活性天尊的力量甚至没有留给阿泉任何悲痛的时间,刹那将姐姐的身躯彻底吞噬,琉璃寺的那位圣女此刻匆匆赶到现场,阿泉已经失去了说话的力气和思考的能力,却鬼使神差地,拿起了姐姐掉在地上唯一留下来的面具,戴在了自己脸上。

面对匆匆赶来的上一任圣女,阿泉宣布了阿泉的死亡。

她从此与自己的孪生姐姐换了身份,从此阿泉死去,伟大的,无所不能的下一任圣女在魍魉战争中回归,继续于琉璃寺中静候着蛇神永不降临的教诲。

这是她撒下的第二个弥天大谎。

就像她撒下第一个时那样……身为姐姐的孪生妹妹,她拥有与姐姐同样优秀卓越的天赋,却故意隐瞒,将姐姐推入了圣女的境地。
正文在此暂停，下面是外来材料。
PR #716, opened 2023-08-17
Delayed and missing imports

SergeyTsimfer:
This PR adds a mechanism of delayed imports and applies it to slow and rarely used ones (`dask`, `feather`).

Also, it provides a way to postpone raising `ImportError` on missing imports, which is used for imports requiring extra dependencies.


batchflow/utils_import.py
```diff
@@ -0,0 +1,128 @@
...
+    def loaded_module(self):
+        """ Try loading the module at the first access. """
+        if self._loaded_module is None:
+            try:
+                self._loaded_module = import_module(self.module, self.package)
+                if self.attribute is not None:
+                    self._loaded_module = getattr(self._loaded_module, self.attribute)
+            except ImportError as e:
+                if self.help:
+                    raise ImportError(f"No module named '{self.module.strip()}'! {self.help}") from e
```
roman-kh, line 47: Do we really need `strip`? As it might conceal some typos in the module name which would be hard to detect.

roman-kh (approved):

batchflow/utils_import.py
```diff
@@ -70,7 +70,9 @@ def __getitem__(self, key):
 
 
 def make_delayed_import(module, package=None, attribute=None, help=None):
-    """ Make delayed import only if needed. """
+    """ Make delayed import only if needed.
+    Setting `BATCHFLOW_IMMEDIATE_IMPORT` variable to any value makes all imports immediate.
```
roman-kh, line 74: environment variable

命运仿佛周而复始的巨轮,没有任何人能逃脱它的制裁,兜兜转转避了那么多年,阿泉还是成为了圣女,一就任就是几十年,就因为姐姐的那句话。

成为圣女并不快乐,但是正确。

正确,是更多人的快乐,也是姐姐的快乐。

于是阿泉甘愿将自己关入琉璃寺,将自己锁在本来就应帮姐姐承担的位置上。

藤壶似乎想起来了阿泉的过去,意识到了自己剧本失败的部分原因,脸色变的有些难看:“……我明白我的剧本忽视了什么了,可明明害你姐姐的是女仆,我又没杀你姐姐!你为什么要做到这种地步?”

阿泉叹息道:“但是你杀了太多个姐姐了。”

其实藤壶说的没错,她就是个实实在在的胆小鬼,就算成为了一方的领导者,也畏畏缩缩,懦弱恐惧,只敢躲在琉璃寺里,生怕魍魉教会和不知秋基金会找上门来,甚至不敢为姐姐报仇,只能坚守在西域,努力让西域变得更好,更繁荣一些。

这是她这个“罪人”责无旁贷的责任。

她确实是个胆小鬼,一个极度失败,几乎害死了姐姐的胆小鬼。

但是胆小鬼,也是可以耗尽一生的勇气,只为了在生命最后,勇敢一回,绽放一次花火的。